Roscrea Castle is a 13th-century motte-and-bailey castle in the town of Roscrea, Ireland. The castle consists of a walled courtyard, gate block, and angled towers. Along with 18th century Damer House and gardens, the castle forms part of Roscrea Heritage Centre.

==History==
The south-eastern tower is sometimes known as King John's Castle as its erection is attributed to John, King of England. While the current stone castle was built after his death, there is evidence that John ordered a "motam et bretagium" (motte and tower) to be built on the site in 1213. At the time of construction the land was owned by the Bishop of Killaloe. Construction was overseen by the Justiciar, Henry of London, and formed part of John's efforts to solidify his conquest of Ireland, particularly the midlands and southern counties. In 1315, the castle was granted to the Butlers of Ormond who held it until the 18th century.
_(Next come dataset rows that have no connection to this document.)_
Issue #124, opened 2013-09-28
Is there a way to specify a proxy server in the Config?


sheldonhall:

jonniespratley:
This needs to be re-opened, here at GE Software, setting the http_proxy and https_proxy in the configuration still does not allow Protractor to send Saucelabs the final exit code of the test results, making Saucelabs fail the test due to inactivity.

hankduan:
@jonniespratley does `protractor config --proxy=http://user:password@proxy_url:port` not work for you?

chitwant82:
If I use Sauce labs sauce-connect script, before running scripts I am able to run localhost url on Sauce lab machine

Successful case Logs:

23:48:48.669 INFO - Launching a standalone server
Setting system property webdriver.firefox.logfile to c:\log\firefox.log
Setting system property webdriver.server.session.timeout to 0
Setting system property http.proxyHost to maki79213.miso
Setting system property http.proxyPort to 33128
Setting system property http.nonProxyHosts to "localhost|127.0.0.1"
Setting system property https.proxyHost to maki79213.miso
Setting system property https.proxyPort to 33128
Setting system property https.nonProxyHosts to "localhost|127.0.0.1"
23:48:48.887 INFO - Java: Oracle Corporation 25.65-b01
23:48:48.887 INFO - OS: Windows Server 2008 R2 6.1 x86
23:48:48.908 INFO - v2.45.0, with Core v2.45.0. Built from revision 5017cb8
23:48:49.153 INFO - RemoteWebDriver instances should connect to: http://127.0.0.1:4443/wd/hub
23:48:49.155 INFO - Version Jetty/5.1.x
23:48:49.158 INFO - Started HttpContext[/selenium-server,/selenium-server]
23:48:49.254 INFO - Started org.openqa.jetty.jetty.servlet.ServletHandler@c6a292
23:48:49.254 INFO - Started HttpContext[/wd,/wd]
23:48:49.254 INFO - Started HttpContext[/selenium-server/driver,/selenium-server/driver]
23:48:49.254 INFO - Started HttpContext[/,/]
23:48:49.260 INFO - Started SocketListener on 0.0.0.0:4443
23:48:49.260 INFO - Started org.openqa.jetty.jetty.Server@11bc7ed
[...]

PR #2040, opened 2015-04-13
feat(sauce-lab): Pass custom agent to SauceLabs from protractor config

naumovs:
Hello,

This PR for the saucelabs driver running behind proxy.

#124 does not work for this, because SauceLab.js issues `https.request()`, which does not use environment proxy variables and issues a call ti saucelab.com directly, leading to `Sauce pass/fail status: 'Could not send request: connect ETIMEDOUT'` error.

With this PR now in protractor configuration file I can specify

```js
var HttpsProxyAgent = require("https-proxy-agent");
 
var agent = new HttpsProxyAgent('http://<user>:<password>@<proxy host>:<port>');
 
exports.config = {
    agent: agent,
    // other things
};
```

And last request to saucelabs.com will not cause tests to fail.

based on guide by [Amber Kaplan](http://sauceio.com/index.php/2015/03/repost-angular-protractor-sauce-connect-launched-from-gulp-all-behind-a-corporate-firewall/)

### DIFF
--- a/lib/driverProviders/sauce.js
+++ b/lib/driverProviders/sauce.js
@@ -56,7 +56,8 @@ SauceDriverProvider.prototype.setupEnv = function() {
   var deferred = q.defer();
   this.sauceServer_ = new SauceLabs({
     username: this.config_.sauceUser,
-    password: this.config_.sauceKey
+    password: this.config_.sauceKey,
+    agent: this.config_.sauceAgent
   });
   this.config_.capabilities.username = this.config_.sauceUser;
   this.config_.capabilities.accessKey = this.config_.sauceKey;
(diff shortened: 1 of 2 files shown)


naumovs:
I signed it!

naumovs:
I signed it!

Seemed like I had different full name in my github account

lib/driverProviders/sauce.js
```diff
@@ -56,7 +56,8 @@ SauceDriverProvider.prototype.setupEnv = function() {
   var deferred = q.defer();
   this.sauceServer_ = new SauceLabs({
     username: this.config_.sauceUser,
-    password: this.config_.sauceKey
+    password: this.config_.sauceKey,
+    agent: this.config_.agent
```
juliemr: Can you switch this variable name to `sauceAgent`? Many settings are shared in the config so just having something called 'agent' could be confusing.

Also, please add documentation in `docs/referenceConf.js` for the new field.

naumovs:
Thanks for the feedback. I've renamed property and documented it in `docs/referenceConf.js`

Issue #2042, opened 2015-04-14
taskId using extended ascii char which is invisible when 


quiz1991:
![screen shot 2015-04-13 at 5 58 49 pm](https://cloud.githubusercontent.com/assets/5345051/7128444/1399f056-e207-11e4-8483-e99d6461713a.png)
I have more than 128-97 = 31 spec files to run for single capabilities, in which case the following code
```javascript
if (queue.specLists.length > 1) {
    taskId += String.fromCharCode(97 + queue.specsIndex); //ascii 97 is 'a'
}
```
would create a taskId with extended ascii chars and these chars are invisible in our screwdriver which causes lots of confusion.

Maybe create taskId like "#1aa" instead?

juliemr:
I knew supporting sharding was a bad idea :)

quiz1991:
Thanks @juliemr !

juliemr:
2.1 is out.

PR #2054, opened 2015-04-16
fix(taskscheduler): label sharded tasks with numbers instead of letters

juliemr:
Letters run into a problem with a maximum of 26.
See #2042


juliemr:
Closed via e599cf301d1ff0fe705b2362fa6b4b17859ab8da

In 1646, the castle and town were stormed by Owen Roe O'Neill during the Cromwellian conquest of Ireland. The castle fell to Cromwell in 1650 and was used for a short period by Cromwell's son-in-law Henry Ireton. In 1703, the castle was sold to the Royal Hospital Kilmainham by the Duke of Ormonde. It was purchased by local merchant John Damer in 1722 and later passed down to the Earl of Portarlington. It was used as a barracks from 1798, housing 350 soldiers, and later served as a school, library, and tuberculosis sanatorium. The castle fell into disrepair in the 19th century, with a roof collapse which necessitated extensive repairs in the 1850s. It was named a national monument in 1892 and is registered as National Monument number 211.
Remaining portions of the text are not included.